Kashkin had seen men in the trooper’s situation many times before, completely helpless, completely doomed, and completely refusing to accept it. He pounced on Logan and jammed the blade deep into his inner right thigh, hitting bone and twisting the blade.

Logan shrieked and writhed around beneath Kashkin’s weight, unable to throw him off.

“Tell me what you know about me!” Kashkin demanded. “Tell me everything!”

“I don’t know anything about you!” Logan screamed. “Nothing! Get the fuck off of me!”

Kashkin ripped the blade up through the muscle toward Logan’s groin, and Logan let out another horrible shriek. “Tell me what you know,” Kashkin said lustily, “or I will skin you alive.”

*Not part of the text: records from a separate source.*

PR #217, opened 2026-06-04
fix(langsmith): warn on short tokens + document multi-tool parent clobber

r-marques:
## Description

Observability span hardening surfaced by aaitor's review of payments-py#198 (Sprint 1 of epic nevermined-io/nvm-monorepo#1703). One coherent PR covering two follow-ups. Aligns with the cross-SDK **observability spans v1** spec (nevermined-io/nvm-monorepo#1746, §4 redact+warn).

### Part A — redact short tokens, not just warn (nevermined-io/nvm-monorepo#1747)

`payments_py/langsmith/spans.py::abbreviate_token` hardens the short-token path. A real x402 access token is a JWT (always >20 chars). A token of **20 characters or fewer** is almost always a misconfiguration (a plan id or opaque handle passed where the JWT was expected) — and it must never reach a durable, queryable trace store.

Final behavior:

- **Short (≤20-char, non-empty) tokens are redacted AND warned** — they are surfaced under `nvm.payment_token` as `<first 4 chars>…(short)` (e.g. `eyJ4…(short)`), revealing just enough to debug the misconfig, and a `logging.warning` is emitted. The **full short value never leaves the function**, so a misrouted secret can't leak into a trace even when it's shorter than the abbreviation threshold. (`nvm.payment_token` is purely an observability label — never used functionally — so redacting it has zero functional impact.)
- **Normal JWT tokens (>20 chars)** are abbreviated to `<first 16>…<last 4>` as before, silently.
- **`None` / empty** stay silent and pass through to `None` (no token is not a "wrong token" mistake).
- **Idempotent**: re-applying to an already-redacted (`…(short)`) or already-abbreviated value returns it unchanged and does not re-warn. This matters because the decorator/middleware path abbreviates the same token twice (`attach_metadata_safely` then the builders). An `endswith("…(short)")` guard makes re-application a stable, silent no-op — value-driven, no stateful dedup, the helper stays pure.

> Earlier iteration warned-only and returned the short token verbatim; the review's silent-failure lens correctly flagged that as incomplete for a credential helper (a `logging.warning` can be dropped while the token persists in the trace store). This PR now redacts.

### Part B — multi-tool parent-metadata clobber doc (nevermined-io/nvm-monorepo#1745, doc-only)

Documents a known limitation in `docs/api/12-langchain-integration.md` (new **Known limitations** subsection + an inline caveat on the existing parent-attach sentence): `@requires_payment` writes bare `nvm.*` keys onto the **parent** LangSmith run tree, so a second `@requires_payment` tool in the **same LangGraph `ToolNode`** silently overwrites the first's parent `nvm.*` values (last-writer-wins). The per-tool **child** `nvm:verify` / `nvm:settlement` spans remain authoritative. Operator guidance: filter on the child spans for per-call billing fidelity. No code change (decided = Option 1).

Part of nevermined-io/nvm-monorepo#1703
Closes nevermined-io/nvm-monorepo#1747
Closes nevermined-io/nvm-monorepo#1745

## Types of changes

- [x] Bug fix (non-breaking change which fixes an issue)
- [ ] New feature (non-breaking change which adds functionality)

## Checklist:

- [x] Follows the code style of this project. (`poetry run black --check .` clean)
- [x] Tests Cover Changes (short-token redaction + idempotency + warn/no-warn boundary tests; full non-slow suite: 577 passed)
- [x] Documentation (LangChain integration docs updated — short-token redaction note + clobber limitation; `mkdocs build` succeeds)

---


payments_py/langsmith/spans.py
```diff
@@ -118,21 +118,49 @@ def redact_metadata_keys(run_tree: Optional[Any], *keys: str) -> None:
...
+        # re-slicing would let the marker drift, so return it unchanged and
+        # stay silent -- the original short value already triggered the warning.
         return token
+    if len(token) <= 20:
+        logger.warning(
+            "abbreviate_token: token is 20 characters or fewer -- was the "
+            "right x402 access token passed? Short/non-JWT tokens are almost "
+            "always a misconfiguration and are redacted (not exported)."
+        )
+        return f"{token[:4]}{_SHORT_TOKEN_MARKER}"
```
aaitor: **LOW — `token[:4]` reveals the entire value for tokens of ≤4 chars.**

The docstring promises "only the first 4 characters are revealed", but for a 1–4 char value `token[:4]` is the whole string — e.g. `"ab"` → `"ab…(short)"` puts the complete value into the durable trace store. Unlikely for a real misconfig (plan ids / handles are longer), and still strictly better than the old verbatim behavior, but cheap to make the contract actually hold:

```suggestion
        prefix = token[:4] if len(token) > 4 else ""
        return f"{prefix}{_SHORT_TOKEN_MARKER}"
```
Worth a `len(token) <= 4` test alongside it.

aaitor (approved):
Genuine security hardening: a ≤20-char value (never a real x402 JWT, which is far longer) is now redacted to `first4…(short)` + a warning instead of stored verbatim in a durable trace store, and the multi-tool parent-clobber limitation is documented honestly. Net security improvement — approving. All findings LOW.

**Verification I ran**
- Read the full diff + post-PR `spans.py` (incl. the `attach_metadata_safely` → builder call chain) and both test files via `gh api …?ref=fix/observability-span-hardening`. Base `main`, 4 files, +116/-11.
- Parallel agent panel: `python-reviewer`, `security-reviewer`, `tdd-guide`. **Cross-checked and down-rated two over-rated HIGHs:**
  - The `token[:16]` long-token path (flagged HIGH) is **pre-existing/unchanged** by this PR (the diff only touches the ≤20-char branch) and **unreachable for real x402 tokens** — their first segment is ~47 chars (`eyJ4NDAyVmVyc2lvbiI6…` → `{"x402Version":2,"roles":["payer"]}`), so `[:16]` stays inside it and exposes only `{"x402Versio`, never the signature. Noted as an optional follow-up, not a gate.
  - The "2 warnings, not 1" (flagged HIGH) is **real but harmless**: a full verify+settle flow calls `attach_metadata_safely` twice, each with the raw token → 2 warnings per misconfigured request. The idempotency guard correctly prevents marker *drift* and a second warn *within* each call (verified: `attach_metadata_safely:84` reassigns the kwarg to the abbreviated output; the builder then re-abbreviates that marked value). Log-noise for a misconfig, not a correctness issue.
- **CI: green** — `lint`, `unit_integration`, `e2e` all ✅.

**Non-blocking (LOW)**
- **`token[:4]` reveals the whole value for ≤4-char tokens** (inline suggestion): cap the prefix so something is always redacted, and add a `len(token) <= 4` test.
- **Idempotency guard is `endswith(marker)`-only** — a ≤20-char value that itself ends in `…(short)` would pass through verbatim. Astronomically unlikely (U+2026 isn't in base64url), but also bounding the redacted form's length (`len ≤ 4 + len(_SHORT_TOKEN_MARKER)`) turns the guard into a credential-safe classifier rather than relying on the suffix alone.
- **Test fence-post:** the 20-char boundary is covered from below, but there's no 21-char case (first length that must *not* warn and must use `first16…last4`); a `< 20` / `<= 21` regression would slip through. Also consider (a) asserting the raw token never appears as a *value* in the decorator's parent-metadata payload (defence-in-depth), and (b) tightening the 20-char test's `any(...)` → `len(...) == 1` for consistency with the 14-char sibling. `test_abbreviate_token_none_or_empty_returns_none` is now subsumed by the `…_does_not_warn` variant.
- **Optional follow-up (pre-existing):** clip the long-token path at the first `.` (`token[:min(16, token.find('.'))]` when a dot exists) so `[:16]` can never cross into a JWT payload segment regardless of token shape.
- Doc nit: "always >20 chars" reads as "a 21-char JWT is normal"; phrasing it as the heuristic it is (real x402 JWTs are far longer) reads truer.

r-marques:
Thanks @aaitor — all LOW nits addressed in 6d2ca34:

- **Closed the ≤4-char gap:** a 1–4 char token now collapses to just `…(short)` (reveals nothing), so the docstring's contract actually holds; test added over {"a","ab","abc","abcd"}.
- **Idempotency guard is now a credential-safe classifier** (`_is_redacted_marker`: `…(short)` suffix **and** exact marker length ∈ {8, 12}), so a raw ≤20-char value that merely ends in the marker (e.g. `leakme…(short)`) is redacted, not passed through verbatim; test added.
- **Added the 21-char fence-post test** (first length that must not warn / must use `first16…last4`) and a defence-in-depth assert that the raw token never appears as a value in the parent-metadata payload.
- Rephrased the ">20 chars" doc to the heuristic it is.

Skipped the pre-existing long-token `token[:16]` clip as out-of-scope per your note. CI green.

The interrogation went on for three loud and bloody minutes before Kashkin was finally satisfied that Logan was nothing more than a nosy American lawman with nothing better to do than pester people out minding their own business. He cut one of the whimpering cop’s carotid arteries and left him to bleed out in the dark. Then he retrieved his passport from the cruiser, ripping the dash cam from its mount and switching off the strobes. Within a minute, Kashkin was gone up the interstate.

In his final seconds of life, it never occurred to Logan that he’d brought this incident upon himself. It did occur to him, however, that the vicious man who had just carved up both of his legs and his groin would probably never be caught. He would never be caught because Logan had long stopped calling in most of his petty traffic stops, wanting to cut down on being ridiculed by his fellow officers. This meant the dispatch center had received no information about Kashkin or his vehicle, and without the dashboard camera, there would be no evidence as to who had committed the murder.

Logan’s last thoughts were of self-pity and under appreciation.